No picture at this time but a 1975 Ford F100 with 87,000 miles. Runs like a champ.


----------



## El Cazador (Mar 4, 2005)

Mine. 1994 Z71, with hi-rack and road feeder.


----------



## Spec-Rig.006 (Nov 2, 2007)

Found this mud beast on E-Bay ... turns out a guy about 20 miles away owns it. I'm bringing him the check on Thursday night ...

Baby rolled her eyes but said "ok, *sigh* whatever you want love" ... SCORE.

:texasflag


----------



## BOOM VANG (Jul 14, 2008)

not a hunting "truck" but i love this jeep. cant go without it. Love to set the swivell chairs up front for quail hunting. they literally fly up underneath your feet when your sittin up there. (and theres a drink/gun holder at every position)


----------



## BOOM VANG (Jul 14, 2008)

btw, lets see some pics of yals hunting buggies as well. jeeps, etc. i know you guys got some tricked out toys that your proud of. im thinking about getting a new one or adding to my other and would like to get some ideas from what yal are rollin with.


----------



## wellconnected (May 30, 2005)

I have a 93' Jeep that I drive around every weekend that I absolutely love (will post pictures after this weekend). Here are a few pictures of my beast of a top drive! This thing is rusty but trusty! The top blind folds down for transport.


----------



## El Cazador (Mar 4, 2005)

wellconnected said:


> I have a 93' Jeep that I drive around every weekend that I absolutely love (will post pictures after this weekend). Here are a few pictures of my beast of a top drive! This thing is rusty but trusty! The top blind folds down for transport.

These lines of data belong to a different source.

PR #890, opened 2020-04-27
[Example] Add Multiple Importance Sampling to the cornell box scene

k-ye:
I added MIS to the cornell box example so as to denoise the scene. Below are the comparisons, with each running for 1000 iterations.

* Reference (img variance=0.1455)
ref_var=0 14548

* New code with MIS (img variance=0.1094)
new_var=0 10938

Here's a result after running 15K iterations:

new_iters=15k

---

The MIS is done by doing two samples per intersection. Note that this is carried out only when the ray hits a lambertian material (i.e. the boudaries)

* One ray that shoots toward a random point on the light source (`sample_area_light`)
* One ray that samples from a cosine hemisphere distribution (`sample_brdf`).

This is basically what the PBR book Chapter 15 has described. I didn't look much into the special handling of sampler on specular materials (delta functions), but the result looks fine..

A few useful references I've found:

* the PBR book (Chapter 8, 14, 15)
* [Progressive Path Tracing with Explicit Light Sampling](https://computergraphics.stackexchange.com/questions/5152/progressive-path-tracing-with-explicit-light-sampling/5153#5153)
* [Cornell CS 6630 - Path Tracing](https://www.cs.cornell.edu/courses/cs6630/2015fa/index.shtml)

Also Kajiya-1986, Veach-[1995, 1997] may also be worth a read, but I've had enough fun with ray tracers for now...

---

I don't want to waste much of your time reviewing the details here, and absolutely no rush on this :)

Related issue = N/A

### DIFF
--- a/examples/cornell_box.py
+++ b/examples/cornell_box.py
@@ -1,5 +1,6 @@
 import taichi as ti
 import time
+import sys
 import math
 import numpy as np
 from renderer_utils import ray_aabb_intersection, intersect_sphere, ray_plane_intersect, reflect, refract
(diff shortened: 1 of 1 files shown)


k-ye:
Hmm, were you running on CUDA? If so, this *might* expose a problem in the random number generator...

FYI, here's what I got on `x64` and `metal` with `max_depth=1`

* x64
x64_depth=1

* metal
metal_depth=1

At last, to demonstrate that the change is somewhat substantial, I'm attaching a comparison of sampling 15K iterations (left: reference, it actually ran for 16K, but there was hardly any improvement;, right: with MIS)

IMG_2805

k-ye:
BTW, do you still see that ring artifacts even with a larger `max_ray_depth` and sampling iterations?

yuanming-hu:
cuda, max_ray_depth=2
Screenshot from 2020-04-28 19-18-46

On CPU the pattern is less pronounced.

Usually, this kind of pattern is due to numeric precision.

Also it seems that the image with MIS has a brighter floor. Writing a correct MIS path tracer is hard :-)

Anyway, please feel free to merge.

k-ye:
> Usually, this kind of pattern is due to numeric precision.

I see. Last time I saw this effect (not as obvious), it was because I forgot to add the epsilon when shooting a new ray from the hit point. But we are doing that here, so not sure what's happening...

> Also it seems that the image with MIS has a brighter floor. Writing a correct MIS path tracer is hard :-)

Can't agree more.. I can probably read on Veach-1995 and go through this again 🙁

I never thought I'd see that International truck again. The last time I saw it was when Jaime left it at our lease in Mexico. You should have seen him driving that top drive down the pipeline road (two hours of hell down a dirt road).


----------



## wellconnected (May 30, 2005)

El Cazador said:


> I never thought I'd see that International truck again. The last time I saw it was when Jaime left it at our lease in Mexico. You should have seen him driving that top drive down the pipeline road (two hours of hell down a dirt road).


LOL. I dont think I have ever seen a vehicle with more steel welded on to it. So it sounds like you are ready to buy it El Cazador...LOL. I never thought it would run as well as it does. Seriously, I am going to have to sell it after the season is over. We just learned last week that our lease has been sold and the new owners have no interest in leasing (same old story). Anyway, if you know of anyone looking for a top drive cheap, send them my way. It is super rough but is very fun to use.


----------



## El Cazador (Mar 4, 2005)

wellconnected said:


> LOL. I dont think I have ever seen a vehicle with more steel welded on to it. So it sounds like you are ready to buy it El Cazador...LOL. I never thought it would run as well as it does. Seriously, I am going to have to sell it after the season is over. We just learned last week that our lease has been sold and the new owners have no interest in leasing (same old story). Anyway, if you know of anyone looking for a top drive cheap, send them my way. It is super rough but is very fun to use.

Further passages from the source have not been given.